En el fondo lo que hay que pensar es cómo creamos un tejido
comunitario, una red distinta que de verdad sea solidaria, democrática,
igualitaria. Se le exige a la escuela que priorice esos valores pero al
mismo tiempo se la amenaza permanentemente con novedades que
vienen de lugares y tiempos completamente diferentes. Cuando la
escuela se juveniliza pierde mucho de su carácter y su esencia, de su
propia invención, y por lo tanto de su posibilidad de reinventarse a sí
misma. Se ha cedido demasiado. Está claro que las figuras de
youtubers reemplazan a las figuras de maestros sobre todo cuando los
educadores quieren parecerse a los youtubers en su formato, en este
entrenamiento permanente al que nos tiene este mundo
acostumbrados, de dar recetas, no perder el tiempo, ir contra el
anonimato. La escuela no debería parecerse a nada de eso.

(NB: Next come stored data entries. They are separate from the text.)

PR #194, opened 2020-09-04
Fix icons that should not be flipped

huayunh:
- Fix the icons that should not be flipped. Refer to https://github.com/pxblue/react-design-patterns/pull/30

#### Screenshots:
image
(only the log out icon is flipped, as it carries some directionality)

### DIFF
--- a/demos/storybook/stories/drawer/with-full-config.tsx
+++ b/demos/storybook/stories/drawer/with-full-config.tsx
@@ -28,6 +28,7 @@ import {
     DrawerNavGroupProps,
     NavItem,
 } from '@pxblue/react-components';
+import { getDirection } from '@pxblue/storybook-rtl-addon';
 import { boolean, color, number, select, text } from '@storybook/addon-knobs';
 import { StoryFnReactReturnType } from '@storybook/react/dist/client/preview/types';
 import React from 'react';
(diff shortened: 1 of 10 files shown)


demos/storybook/stories/drawer/with-full-config.tsx
```diff
@@ -218,7 +221,7 @@ export const withFullConfig = (context: DrawerStoryContext): StoryFnReactReturnT
             onClick: (): void => {
                 context.store.set({ selected: schedule });
             },
-            icon: <AirportShuttle />,
+            icon: <AirportShuttle style={getLeftToRightIconDirection()} />,
```
joebochill, line 224: This syntax reads cleaner...do you want to also use it for the 3 stories above for consistency?

demos/storybook/stories/user-menu/within-a-toolbar.tsx
```diff
@@ -16,7 +17,7 @@ export const withinToolbar = (): StoryFnReactReturnType => {
         title: {
             color: Colors.gray[600],
             fontSize: 12,
-            textAlign: 'right',
+            textAlign: getDirection() === 'rtl' ? 'left' : 'right',
```
joebochill, line 20: Is this necessary? Shouldn't the ILI be handling RTL correctly already?

huayunh: Yes, it is necessary. This gets rendered as an inline style. And we want to have a right aligned row

demos/storybook/stories/drawer/with-full-config.tsx
huayunh: As long as it doesn’t hurt copy-ability of the code

demos/storybook/stories/user-menu/within-a-toolbar.tsx
joebochill: Oh I see now, it's reversed (we want right aligned for LTR language)...got it.

joebochill (approved):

Cuando
escucho niños diciendo «y esto para qué sirve» siento que ya hemos
llegado a un límite, que es que haya niños y niñas preguntando sobre
la utilidad de lo que se hace como si no pudieran detenerse en ese
instante.
–En este marco, con el auge de las tecnologías, ¿cuál sería la
función de la escuela?
–Para mí la educación es pura generosidad, en todos los sentidos, dar
todo, poner todos los mundos sobre la mesa. Aprender a cuidar el
mundo y aprender a cuidarse del mundo, pero no de una forma
utilitaria, cuando utilitario quiere decir lucrativo, provechoso, en el
sentido de una búsqueda de un éxito individual solamente; nada más
lejano que una propuesta tan colectiva como la idea de escuela. Está
claro que nadie va a cuidar el mundo para las próximas generaciones,
y está claro que no hemos sabido cuidar a las nuevas generaciones de
nosotros mismos. En ese sentido hay mucho que revisar sobre lo que
hemos hecho como generación. Porque cuando hay tanta crítica sobre
cómo vienen los niños, las niñas, los jóvenes, hay algo que omitimos,
y es cómo hemos dejado que todo ello ocurra sin más, o incluso
adhiriendo graciosamente a esa impronta de época. Por otra parte, si
algo enseñó la pandemia es que cuidado, compañía, no son verbos
imperativos; siempre se tiene que formular un «nos cuidamos», «nos
conversamos», y eso tendrá efectos singulares que harán mejores a las
personas.
–¿Se modificó la noción de aprendizaje o la forma de aprender
con la aparición de las nuevas plataformas?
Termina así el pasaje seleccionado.